So free markets are a terrible idea now and countries practicing import substitution weren't impoverishing their people.

US hypocrisy at it's finest.

[–] latenightnoir@lemmy.blahaj.zone 64 points 16 hours ago* (last edited 16 hours ago)

Our free market's good, yours is the problem! Gotta read the fine print!

[–] CosmoNova@lemmy.world 15 points 16 hours ago (6 children)

„Free market“? Speaking of hypocrisy. Chinese car brands are so heavily subsidized they probably cost the Chinese economy more than they make selling them at the moment. China is clearly trying to drown the global market with cheap cars so they can ramp up prices immensely once they have killed the competition and have become a monopoly. China hasn‘t been the extreme low income country to produce super cheaply for a long time and they couldn‘t produce cars this cheap in a free market situation.

Many countries and the EU have measures against such practices because state run operations with the sole purpose to destroy an industry (which this is) undermine the very idea of the free market or even trade relationships.
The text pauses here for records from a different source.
PR #3126, opened 2026-08-01
fix(reflect): stop evidence starvation — budget the LLM-facing rendering, truncate instead of drop, surface evidence_truncated

### LINKED ISSUE #3122: reflect: tool-result envelope isn't counted against max_tokens (~6x inflation) and forced synthesis drops oversized blocks whole — confident 'no information' refusal with 503 citations (post-#668 residual)
### Summary

On 0.8.6, broad reflect questions against a bank with a few hundred small observations deterministically return a confident **"I don't have information"** refusal — while attaching hundreds of citations in `based_on`. This is the same *symptom* as #668, but a different (residual) mechanism; the #668 fix (`source_facts_max_tokens` defaulting to disabled) is present and working.

Two independent defects combine:

1. **Reflect tool-result token budgets count observation *text* only; the serialized envelope is not budgeted.** `tool_search_observations` passes `max_tokens` to `recall_async`, which budgets text tokens — but the tool returns `_prune_nulls(m.model_dump())` for every observation (`id`, `chunk_id`, `document_id`, `context`, `entities`, `metadata`, `scores`, `tags`, `type`, …). Measured on my bank: a request with `max_tokens=8000` returned **184,677 chars serialized (~46k tokens) wrapping 38,065 chars of observation text** — ~5.8× the requested budget. Inside reflect the same call produced a 261,941-char tool result. A single tool call therefore consumes most of `HINDSIGHT_API_REFLECT_MAX_CONTEXT_TOKENS` (default 100k), and the context guard trips on iteration 2–3.

2. **Forced synthesis drops oversized tool results whole instead of truncating.** `build_final_prompt` iterates tool results newest-first and, when a block exceeds the remaining budget, `break`s — discarding that block *and* all older ones, with no per-block truncation. When every tool result is oversized (the normal case given defect 1), the "Retrieved Data" section is empty, and the model correctly answers "no information" — while the endpoint still returns the full citation list.

### Environment

- hindsight-api **0.8.6** (uvx, Python 3.13, macOS arm64)
- Postgres with pg_textsearch; embeddings: local ollama `granite-embedding:278m` (768 dims)
- LLM provider: `openai-codex` (subscription/device-code auth)
- Bank: synthetic benchmark corpus — 462 `world` facts from ~400 documents, ~290 observations, avg observation text 144 chars
- `HINDSIGHT_API_REFLECT_MAX_CONTEXT_TOKENS` unset (default 100_000)

**Model-independent:** reproduced identically with `gpt-5.6-luna`, `gpt-5.6-sol`, `gpt-5.6-terra` as the reflect model, at reasoning efforts `none`, `low`, and `medium`, 16 calls per configuration. Every broad-question failure shows the same signature; no HTTP errors anywhere.

### Reproduction

Any bank with a few hundred smallish observations. Then:

```bash
# 1. Show the envelope inflation directly (no LLM involved):
curl -s -X POST "$BASE/v1/default/banks/$BANK/memories/recall" \
  -d '{"query":"<broad topical query>","fact_type":["observation"],"max_tokens":8000}' \
  | python3 -c 'import json,sys; d=json.load(sys.stdin); r=d["results"]; \
    print(len(r), "observations;", sum(len(x["text"]) for x in r), "text chars;", len(json.dumps(d)), "serialized chars")'
# → 183 observations; 38065 text chars; 184677 serialized chars   (max_tokens=8000 ≈ 32k chars)

# 2. Trigger the failure:
curl -s -X POST "$BASE/v1/default/banks/$BANK/reflect" \
  -d '{"query":"Re-examine everything in memory and synthesize all operational decisions and team conventions that were settled: what was decided, who owns it, and what superseded earlier behavior. Cite the supporting memories for each.","budget":"low","max_tokens":4096,"include":{"facts":{},"tool_calls":{}}}'
```

### Observed (captured transcript)

Response:

- `text`: `"I don't have information: the retrieved context contains no substantive memories describing operational decisions, ownership, team conventions, superseded behaviors, or supporting citations."`
- `based_on.memories`: **503 citations**
- `usage`: `{"input_tokens": 730, "output_tokens": 47, "total_tokens": 777}` — the synthesis call saw **730 input tokens**, i.e. none of the retrieved data
- `trace.tool_calls`: `search_observations` output **261,941 chars**; `recall` output **242,789 chars**

Server log:

```text
WARNING - hindsight_api.engine.reflect.agent - [REFLECT eval-82482] Context budget exceeded on iteration 3: ~182625 tokens >= 100000 limit. Forcing final synthesis.
```

The 730-input-token synthesis together with 503 attached citations is the defect in one line: the caller is told the answer is grounded in 503 memories that the answering model never saw.

### Code sites (0.8.6 wheel)

- `engine/reflect/tools.py` — `tool_search_observations` returns `[_prune_nulls(m.model_dump()) for m in result.results]` plus `source_facts`; `max_tokens` only reaches `recall_async`'s text budgeting. (Post-#668: `source_facts_max_tokens=-1` default confirmed working — the inflation above is pure envelope, not source facts.)
- `engine/reflect/agent.py` (~line 700) — proactive context guard forces final synthesis when accumulated messages exceed `max_context_tokens`.
- `engine/reflect/prompts.py`, `build_final_prompt` (~lines 461–484) — per-block all-or-nothing: `if block_tokens > token_budget: truncated = True; break`. An oversized newest block discards *all* retrieved data, then the model is instructed to say "I don't have information" only "if the retrieved data is truly unrelated" — with an empty Retrieved Data section, that's the inevitable output.

### Suggested fixes

1. Budget the **serialized tool result** (or a slimmed rendering) against `max_tokens` in `tool_search_observations` / `tool_recall` — e.g. render observations for the agent as `{id, text, type}` and drop `entities`/`scores`/`metadata`/`chunk_id`/`context` from the in-loop representation (full objects are still available to the endpoint for `based_on`). On my measurements this alone shrinks the tool result ~5×.
2. In `build_final_prompt`, truncate an oversized block to the remaining budget (e.g. keep the first N observations of the block) instead of dropping it whole — forced synthesis should degrade gracefully, not answer from nothing.
3. Consider not attaching `based_on` citations for evidence the synthesis prompt did not include, or flagging the response (`evidence_truncated: true`) so callers can distinguish a grounded "no information" from this failure mode.

### Version

0.8.6

### LLM Provider

openai-codex

feniix:
Closes #3122.

On banks with a few hundred small observations, broad reflect questions deterministically returned a confident "I don't have information" while attaching hundreds of citations in `based_on` — the synthesis call in the captured transcript saw 730 input tokens alongside 503 citations. Two defects compounded, and this PR fixes both plus adds the caller-facing signal the issue proposed.

## What changed

**1. Opt-in: the LLM sees a slim rendering of tool results; `tool_trace` keeps full objects.**
Tool results serialized full `MemoryFact` dumps (`entities`, `scores`, `metadata`, chunk/document ids, …) into the agent loop — ~6× the token cost of the text the recall budgeter counted. When `reflect_slim_tool_results` is enabled, the agent projects `observations`/`memories` items to `SlimMemoryFact` (`id`, `text`, `fact_type`, `occurred_start/end`, `mentioned_at`, `source_fact_ids`) at the tool-message and `context_history` sites. `mentioned_at` is deliberately kept — the agent system prompt makes it the temporal-supersession signal. `based_on`, the API trace, and persisted reflect responses are unchanged in both modes (full objects still flow through `tool_trace`; regression-tested).

**2. Opt-in: tool entry selection budgeted by what the rendering actually costs.**
For short facts, ids and timestamps dominate the serialized payload (measured 10–18× the text tokens), so text-token budgeting under-counts by an order of magnitude. With the flag enabled, `tool_recall` / `tool_search_observations` keep the leading results whose slim rendering fits `max_tokens` (always at least one), prune `chunks`/`source_facts` to surviving entries, and report the returned count. Trimming happens before `tool_trace`, so citations stay consistent with what the loop actually retrieved.

Both are gated behind **`HINDSIGHT_API_REFLECT_SLIM_TOOL_RESULTS` / `reflect_slim_tool_results` — hierarchical, default `false`, per-bank overridable** — so model inputs are byte-identical to today unless a deployment or bank opts in (default-off is pinned by regression tests). Documented in `configuration.md`, the reflect API reference, and `.env.example` (embed copy synced). Flipping the default later is a one-line change if benchmarks support it.

**3. Always on: forced synthesis truncates oversized blocks instead of dropping them.**
`build_final_prompt` used to drop any over-budget tool-result block *and every older one* (`break`), leaving an empty Retrieved Data section. It now keeps the largest leading prefix of a block's result entries (binary search on rendered size; results are relevance-ordered), with a token-bounded cut fallback for list-less outputs, and returns a typed `FinalPromptResult`. Not gated: dropping all evidence is never desirable behavior.

**4. Always on: the response carries `evidence_truncated`.**
True when the context guard forces synthesis or the final prompt had to truncate retrieved data; false on a normal `done` completion. Threaded `ReflectAgentResult` → `ReflectResult` → `ReflectResponse`; MCP picks it up via `model_dump()`. Callers can now tell an evidence-starved "no information" from a grounded one. Additive and non-breaking. OpenAPI spec, generated clients (Go/Python/TS), and the API reference are regenerated/updated in this PR; the hand-written wrappers return generated types so they need no change; the Rust client regenerates at `hindsight-cli` build time; the control plane passes the reflect response through verbatim.

## How it was built and verified

Strict test-first: every behavior landed as a failing test watched red before the implementation (slim/full split, context-history rendering, budget fitting with chunk/source-fact pruning, per-block truncation shapes, flag threading at agent and HTTP levels, config gating with default-off regression coverage). Highlights:

- `TestSlimToolResultRendering` — slim message + full trace + `based_on` byte-compatibility (opt-in), full envelope by default
- `TestToolResultLlmBudget` — rendering-cost budget fitting, ≤ `max_tokens` asserted on cl100k counts (opt-in), no trimming by default
- `TestBuildFinalPromptTruncation` — oversized-newest, multi-block ordering, token-cut fallback, empty history, unserializable output
- `TestEvidenceTruncatedFlag` + endpoint test — flag semantics on guard/last-iteration/normal paths and HTTP serialization
- `TestReflectSlimToolResultsConfig` — default off, hierarchical/per-bank configurable
- `TestContextOverflowIntegration` (`hs_llm_core`) now asserts `evidence_truncated is True` instead of tolerating the failure mode

Verification: full API suite green (remaining failures are credential-gated real-LLM tests and known parallel-load flakes, all verified passing in isolation), `lint.sh`, `ty check`, generated-file drift clean. Real-LLM runs via `openai-codex` (the provider class from the original report): **6 passes across `gpt-5.6-sol`/`luna`/`terra` (low+medium efforts) and `gpt-5.4-mini`** — the context guard trips at a model-independent ~2.3k tokens with slimming enabled where the full envelope previously blew six-figure budgets, and `evidence_truncated` surfaces end-to-end every time.

## Independent validation on a second bank

Measured on one bank of 781 memories / 315 observations / 411 documents built
from a synthetic corpus, `gpt-5.6-luna`, same bank and same question across all
builds. Reproduced on two independent auth paths (a subscription provider and a
metered API key); the numbered table below is the subscription path.

**The reported symptom, on the released build:**

```
question: "Summarize all operational decisions and team conventions across every project."

answer:    "I don't have information about operational decisions or team
            conventions across the projects in the retrieved memories."
            (119 characters)
citations attached: 246
latency:   6.2s
```

246 memories asserted as provenance for an answer containing nothing.

**How bad this is depends on how the agent chunks retrieval, which is worth
stating plainly.** On the path above the agent made a *single* ~304k-char
`search_observations` call. It exceeds the budget, `break` fires on the first
(newest) block, and nothing at all reaches the model. On a second provider the
same released build made a large call *plus* a smaller follow-up `recall`
(~262k + ~37k chars): the newest block fit, survived, and the model answered
with 30 claims, all grounded. Same build, same bug, same bank — the outcome
turned on whether a small enough block happened to be last.

That is the sharper argument for change 3. `break` does not merely fail when
there is nothing to show; in the second case it silently discarded a 262k-char
block that was almost certainly richer than the 37k one it kept. Truncating
means the large block contributes what fits instead of nothing, in both cases.

**Across builds:**

| | released 0.8.6 | this PR, flag off | this PR, flag on |
|---|---|---|---|
| answer length | 119 chars | 14,179 | 7,135 |
| distinct claims made | **0** (single-sweep retrieval; 30 on a provider that split the retrieval) | **53** | 25 |
| claims grounded in attached evidence | n/a (no claims) | 52/53 (98%) | 24/25 (96%) |
| citations attached | 246 | 300 | 36 |
| largest single tool result | 304,876 chars | 304,982 | 89,531 |
| tool result vs its own `max_tokens` | 7.6–9.5× | 9.5× | **1.8–2.2×** |
| forced synthesis | 40 / 42 calls | 21 / 22 | **2 / 20** |
| context budget exceeded | — | 21 | **0** |
| latency | 6.2s | 78.8s | 61.1s |

"Grounded" = for each claim bullet, at least two distinctive content words also
appear in one of the memories the response attached as `based_on`. It screens
for claims asserted without support, which is the failure mode truncation could
plausibly have introduced.

**Three things this establishes:**

1. **The always-on truncation fix carries the result.** With both opt-in flags
   off — the shipped default — the same question goes from 0 claims to 53.
2. **Truncating rather than dropping does not induce fabrication.** 96–98% of
   claims are grounded in attached evidence in both fixed configurations. The
   concern that synthesising over a truncated prefix would produce confident
   invention did not materialise.
3. **The opt-in path fixes the root cause.** Slim rendering takes the largest
   tool result from ~305k to ~89k chars, and context-budget exhaustion from 21
   occurrences to 0. The agent then completes its own loop instead of being
   forced (2/20 vs 21/22).

**The default-off gating looks right on this corpus.** Flag-off produced ~2×
the distinct claims at equal grounding rate and equal claim density (268 vs 285
chars per claim), so the extra length is additional content rather than padding.
On a separate graded check with five fixed must-contain facts, flag-off scored
4/5 on all five runs with zero variance; flag-on averaged 2.8/5 across five.

**Side effect worth noting:** the response-level `max_tokens` is only enforced
on the `done` path, where `_handle_done_call` runs its rewrite-to-budget pass.
Forced synthesis bypasses it. On the released build, which forces 40 of 42
calls, a request for 200 tokens returned ~1,500. With the loop completing
normally under this PR, a `final_rewrite` scope appears in the trace and a
2,000-token request returned 1,942. Reducing forcing restores that budget as a
consequence.

**Caveats:** one bank, one corpus, one model; two providers. Grades are n=5 per
arm; grounding rates are single runs. Latency is heavily model-dependent.

## Behavioural note for adopters

Broad questions that previously returned an instant refusal now perform real
synthesis, and that costs wall-clock time.

On the measured bank, a broad sweep question went from **~6s to ~60–98s**.
Decomposed from the trace, **94–98% of that is LLM time** — the final synthesis
call alone was 53–83s — against **1–2% engine and database work**. This is not
overhead the change introduces; it is the cost of answering rather than
declining to.

Two practical consequences:

- **Check client and RPC timeouts before adopting.** Callers whose deadline sits
  under ~100s will begin seeing timeouts where they previously saw fast
  refusals. A tool-call or RPC budget in the 60–90s range is likely to be too
  tight for broad questions on a bank of a few hundred observations.
- **Responses get larger.** Answers grew from ~100 characters to 7k–14k on
  broad questions. Anything embedding a reflect response in a bounded context
  window should re-check its budget.

Both effects scale with how badly a deployment was affected by the original
defect: the more evidence was being dropped, the more work now happens.

### DIFF
--- a/.env.example
+++ b/.env.example
@@ -318,6 +318,13 @@ HINDSIGHT_API_LOG_LEVEL=info
 # HINDSIGHT_API_LOOP_WATCHDOG_POLL_INTERVAL_MS=250
 # HINDSIGHT_API_DB_ACQUIRE_WARN_THRESHOLD_MS=1000
 
+# Opt-in: render reflect tool results for the LLM as a slim projection (id, text,
+# type, temporal fields) and budget entry selection by that rendered cost instead
+# of fact-text tokens. Cuts reflect context usage ~5x on observation-heavy banks;
+# based_on citations and traces keep full objects either way. Hierarchical — can
+# be overridden per bank via the config API.
+# HINDSIGHT_API_REFLECT_SLIM_TOOL_RESULTS=true
+
 # -----------------------------------------------------------------------------
 # Webhooks (Optional)
 # -----------------------------------------------------------------------------
--- a/hindsight-api-slim/hindsight_api/api/http.py
+++ b/hindsight-api-slim/hindsight_api/api/http.py
@@ -2620,6 +2620,10 @@ class BankTemplateConfig(BaseModel):
     reflect_source_facts_max_tokens: int | None = Field(
         default=None, description="Max tokens of source facts per reflect call"
     )
+    reflect_slim_tool_results: bool | None = Field(
+        default=None,
+        description="Show the reflect LLM a slim rendering of tool results and budget entry selection by its cost",
+    )
     llm_gemini_safety_settings: list | None = Field(
         default=None, description="Per-bank Gemini/VertexAI safety filter settings"
     )
--- a/hindsight-api-slim/hindsight_api/api/http.py
+++ b/hindsight-api-slim/hindsight_api/api/http.py
@@ -1148,6 +1148,14 @@ class ReflectResponse(BaseModel):
         default=None,
         description="Execution trace of tool and LLM calls. Only present when include.tool_calls is set.",
     )
+    evidence_truncated: bool = Field(
+        default=False,
+        description=(
+            "True when the answer was synthesized without the model having seen all retrieved evidence "
+            "(forced synthesis under the context budget, or retrieved data truncated to fit the final prompt). "
+            "A 'no information' answer with this flag set reflects evidence starvation, not a grounded conclusion."
+        ),
+    )
 
 
 class DispositionTraits(BaseModel):
@@ -4788,6 +4796,7 @@ def _register_routes(app: FastAPI):
                 structured_output=core_result.structured_output,
                 usage=core_result.usage,
                 trace=trace_result,
+                evidence_truncated=core_result.evidence_truncated,
             )
 
         except OperationValidationError as e:
--- a/hindsight-api-slim/hindsight_api/config.py
+++ b/hindsight-api-slim/hindsight_api/config.py
@@ -769,6 +769,7 @@ ENV_REFLECT_MAX_CONTEXT_TOKENS = "HINDSIGHT_API_REFLECT_MAX_CONTEXT_TOKENS"
 ENV_REFLECT_WALL_TIMEOUT = "HINDSIGHT_API_REFLECT_WALL_TIMEOUT"
 ENV_REFLECT_MISSION = "HINDSIGHT_API_REFLECT_MISSION"
 ENV_REFLECT_SOURCE_FACTS_MAX_TOKENS = "HINDSIGHT_API_REFLECT_SOURCE_FACTS_MAX_TOKENS"
+ENV_REFLECT_SLIM_TOOL_RESULTS = "HINDSIGHT_API_REFLECT_SLIM_TOOL_RESULTS"
 ENV_RECALL_INCLUDE_CHUNKS = "HINDSIGHT_API_RECALL_INCLUDE_CHUNKS"
 ENV_RECALL_MAX_TOKENS = "HINDSIGHT_API_RECALL_MAX_TOKENS"
 ENV_RECALL_CHUNKS_MAX_TOKENS = "HINDSIGHT_API_RECALL_CHUNKS_MAX_TOKENS"
@@ -1289,6 +1290,10 @@ DEFAULT_REFLECT_PROMPT_CACHE_ENABLED = True
 DEFAULT_REFLECT_MAX_CONTEXT_TOKENS = 100_000  # Max accumulated context tokens before forcing final prompt
 DEFAULT_REFLECT_WALL_TIMEOUT = 300  # Wall-clock timeout in seconds for the entire reflect operation (5 minutes)
 DEFAULT_REFLECT_SOURCE_FACTS_MAX_TOKENS = -1  # Token budget for source facts in search_observations (-1 = disabled)
+# Opt-in: render reflect tool results for the LLM as a slim projection (id/text/type/temporal
+# fields only) and budget entry selection by that rendered cost instead of fact-text tokens.
+# Off by default so model inputs are unchanged unless a deployment or bank enables it.
+DEFAULT_REFLECT_SLIM_TOOL_RESULTS = False
 DEFAULT_RECALL_INCLUDE_CHUNKS = True  # Whether internal recall (e.g. mental model refresh) returns raw chunks
 DEFAULT_RECALL_MAX_TOKENS = 2048  # Token budget for facts returned by internal recall
 DEFAULT_RECALL_CHUNKS_MAX_TOKENS = 1000  # Token budget for raw chunks returned by internal recall
@@ -2403,6 +2408,7 @@ class HindsightConfig:
     # Reflect agent settings
     reflect_mission: str | None
     reflect_source_facts_max_tokens: int
+    reflect_slim_tool_results: bool
 
     # Recall pipeline stages (per-bank; all default True)
     enable_temporal_retrieval: bool
@@ -2660,6 +2666,7 @@ class HindsightConfig:
         # Reflect settings
         "reflect_mission",
         "reflect_source_facts_max_tokens",
+        "reflect_slim_tool_results",
         # Recall settings (used by internal recall, e.g. mental model refresh)
         "recall_include_chunks",
         "recall_max_tokens",
@@ -3728,6 +3735,10 @@ class HindsightConfig:
             reflect_source_facts_max_tokens=int(
                 os.getenv(ENV_REFLECT_SOURCE_FACTS_MAX_TOKENS, str(DEFAULT_REFLECT_SOURCE_FACTS_MAX_TOKENS))
             ),
+            reflect_slim_tool_results=os.getenv(
+                ENV_REFLECT_SLIM_TOOL_RESULTS, str(DEFAULT_REFLECT_SLIM_TOOL_RESULTS)
+            ).lower()
+            in ("true", "1", "yes"),
             enable_temporal_retrieval=os.getenv(
                 ENV_ENABLE_TEMPORAL_RETRIEVAL, str(DEFAULT_ENABLE_TEMPORAL_RETRIEVAL)
             ).lower()
--- a/hindsight-api-slim/hindsight_api/engine/memory_engine.py
+++ b/hindsight-api-slim/hindsight_api/engine/memory_engine.py
@@ -10866,6 +10866,7 @@ class MemoryEngine(MemoryEngineInterface):
                 tool_trace=tool_trace_result,
                 llm_trace=llm_trace_result,
                 directives_applied=directives_applied_result,
+                evidence_truncated=agent_result.evidence_truncated,
             )
 
             # Call post-operation hook if validator is configured
--- a/hindsight-api-slim/hindsight_api/engine/memory_engine.py
+++ b/hindsight-api-slim/hindsight_api/engine/memory_engine.py
@@ -36,6 +36,7 @@ from ..config import (
     DEFAULT_RECALL_CHUNKS_MAX_TOKENS,
     DEFAULT_RECALL_INCLUDE_CHUNKS,
     DEFAULT_RECALL_MAX_TOKENS,
+    DEFAULT_REFLECT_SLIM_TOOL_RESULTS,
     DEFAULT_REFLECT_SOURCE_FACTS_MAX_TOKENS,
     DEFAULT_STORE_DOCUMENT_TEXT,
     ENV_MODEL_INIT_TIMEOUT,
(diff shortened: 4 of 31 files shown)


nicoloboschi:
Merged `origin/main` into the branch to resolve the conflicts with #3310 and #3334, which landed in the same serialization sites while this PR was open. The reconciliation, so it's reviewable:

- **Both trims now coexist.** Main's always-on `_drop_unread_fields` (from #3310: `scores`/`metadata`/`chunk_id`/`document_id` never reach the tool result) composes with this PR's opt-in budget fitting and slim rendering. In `tool_recall`/`tool_search_observations` the plumbing trim runs **after** the flag-gated chunk/source-fact pruning, because that pruning matches on `chunk_id` — a field the trim removes.
- **`SlimMemoryFact` gains `entities`.** #3334 established that `entities` carries canonical entity *names* (not ids) and hardcodes `include_entities=True` on both reflect sub-recalls — the names are semantic signal the surface text may lack ("Bob" vs canonical "Robert Smith"). The slim rendering keeping them preserves that; the budget fitting automatically accounts for their rendered cost since it measures the slim projection.
- Test updates to match: `entities` moved from `DROPPED_KEYS` to `KEPT_KEYS` in `TestSlimToolResultRendering`; the chunk-pruning test derives kept chunk ids from the prefix invariant instead of reading `chunk_id` off the (now trimmed) output; configurable-field count 45 → 46.

Full reflect + config test surface passes locally (141 tests, including the `hs_llm_core` context-overflow integration test); lint and generated-file checks clean; no OpenAPI drift after regeneration.

nicoloboschi:
One more integration point surfaced by full CI: #3324's template-coverage guard requires every configurable field to be exportable. Added `reflect_slim_tool_results` to `BankTemplateConfig` (+ `_SAMPLE_VALUES`) and regenerated spec/clients/docs mirror. Full CI re-running.

nicoloboschi:
History cleaned up: the earlier merge commit made this PR hard to review (and had accidentally swept in a few unrelated screenshot files — sorry about that). The branch is now **rebased onto current `main`** as a linear sequence:

- the original 9 commits, replayed with the #3310/#3334 conflicts resolved in place;
- `feat(reflect): keep canonical entity names in the slim rendering` — `SlimMemoryFact` gains `entities` (canonical *names*, not ids — see #3334) with the test expectations moved from dropped to kept;
- `feat(api): export reflect_slim_tool_results via bank templates` — the #3332 template-coverage guard requires it; spec/schema/clients/docs mirror regenerated against current main.

The Files view now shows only this PR's changes (31 files). 172 local tests across reflect + config + bank-template surfaces pass, lint clean; full CI re-dispatched.

nicoloboschi:
Closing after maintainer review — with real thanks for the diagnosis, which pinpointed the failure precisely: the unbudgeted serialized envelope measurement and the `break` analysis in `build_final_prompt` are what made the fix tractable.

Where each part landed:
- **Envelope trim** — shipped via #3310/#3334 (`scores`/`metadata`/`chunk_id`/`document_id` dropped; `entities` kept as canonical names and now always populated).
- **Forced-synthesis handling** — rather than truncating a block to its leading entries (which still discards evidence), we're implementing split synthesis: partition the accumulated tool results into budget-sized chunks, synthesize each in parallel into dated, cited claims, then reduce to the final answer. Nothing retrieved gets dropped. #3122 stays open and will be closed by that implementation.
- **`evidence_truncated`** — not taken; with split synthesis the model sees all evidence, so the flag's scenario disappears.
- Follow-up efficiency work will close the actual overflow doors your report exposed: the model-requested `max_tokens` has no ceiling, and `expand depth=document` is unbudgeted.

Alternatively we could start subsiding local car makers and play the same little game China is playing but more cars is honestly the last thing we need right now. Tariffs are a much smoother option to deal with this even when they have a bad rep.

Ideally we use that generated money from tariffs to subsidize public transport so we don‘t get cheaper cars but cheaper alternatives but that‘s still just a dream I‘m afraid.

Whatever the case, one should look at super cheap cars and what that means in the long run more critically.

[–] wildbus8979@sh.itjust.works 58 points 15 hours ago* (last edited 15 hours ago) (4 children)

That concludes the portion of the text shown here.